> [Your instructions]:
An exact restatement of the records below is expected.

> [Supplied entries]:

PR #5105, opened 2025-05-14
Improve group profile

nicodh:
- adapt margins like in profile view
- hide related chat separator if no related chats exist

#skip-changelog (minor changes)

### DIFF
--- a/packages/frontend/scss/dialogs/_group-styles.scss
+++ b/packages/frontend/scss/dialogs/_group-styles.scss
@@ -72,3 +72,13 @@ input.group-name-input {
     }
   }
 }
+
+.group-related-chats-list-wrapper {
+  margin-left: 20px;
+  margin-right: 10px;
+}
+
+.group-member-contact-list-wrapper {
+  margin-left: 10px;
+  margin-right: 5px;
+}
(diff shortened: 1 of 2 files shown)


packages/frontend/scss/dialogs/_group-styles.scss
```diff
@@ -72,3 +72,13 @@ input.group-name-input {
...
 }
+
+.group-related-chats-list-wrapper {
+  margin-left: 20px;
+  margin-right: 10px;
+}
+
+.group-member-contact-list-wrapper {
+  margin-left: 10px;
+  margin-right: 5px;
```
WofWca, line 83: I think it would be nice to add comments about how these numbers are picked, and that they are also linked with the ones in the ViewProfile dialog.

WofWca (approved):
TBH I find this extra margin really weird, but this MR in particular just unifies things, as a follow-up to https://github.com/deltachat/deltachat-desktop/pull/5098, so it's good.

image

WofWca:
> TBH I find this extra margin really weird

(Perhaps it should have been padding on individual items instead).

packages/frontend/scss/dialogs/_group-styles.scss
nicodh: I think these numbers are a result that there was never a real desing concept behind this dialog, so that's why it had different indentations for the dialog header, for the separator and for the items. (and before this and the other PR even for different item categories) But since the lists are also used in other places I didn't want to adapt the list items. That's why we have this inconsistent mix of margins to get a consistent result.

> [Your response]:
PR #5105, opened 2025-05-14
Improve group profile

nicodh:
- adapt margins like in profile view
- hide related chat separator if no related chats exist

#skip-changelog (minor changes)

### DIFF
--- a/packages/frontend/scss/dialogs/_group-styles.scss
+++ b/packages/frontend/scss/dialogs/_group-styles.scss
@@ -72,3 +72,13 @@ input.group-name-input {
     }
   }
 }
+
+.group-related-chats-list-wrapper {
+  margin-left: 20px;
+  margin-right: 10px;
+}
+
+.group-member-contact-list-wrapper {
+  margin-left: 10px;
+  margin-right: 5px;
+}
(diff shortened: 1 of 2 files shown)


packages/frontend/scss/dialogs/_group-styles.scss
```diff
@@ -72,3 +72,13 @@ input.group-name-input {
...
 }
+
+.group-related-chats-list-wrapper {
+  margin-left: 20px;
+  margin-right: 10px;
+}
+
+.group-member-contact-list-wrapper {
+  margin-left: 10px;
+  margin-right: 5px;
```
WofWca, line 83: I think it would be nice to add comments about how these numbers are picked, and that they are also linked with the ones in the ViewProfile dialog.

WofWca (approved):
TBH I find this extra margin really weird, but this MR in particular just unifies things, as a follow-up to https://github.com/deltachat/deltachat-desktop/pull/5098, so it's good.

image

WofWca:
> TBH I find this extra margin really weird

(Perhaps it should have been padding on individual items instead).

packages/frontend/scss/dialogs/_group-styles.scss
nicodh: I think these numbers are a result that there was never a real desing concept behind this dialog, so that's why it had different indentations for the dialog header, for the separator and for the items. (and before this and the other PR even for different item categories) But since the lists are also used in other places I didn't want to adapt the list items. That's why we have this inconsistent mix of margins to get a consistent result.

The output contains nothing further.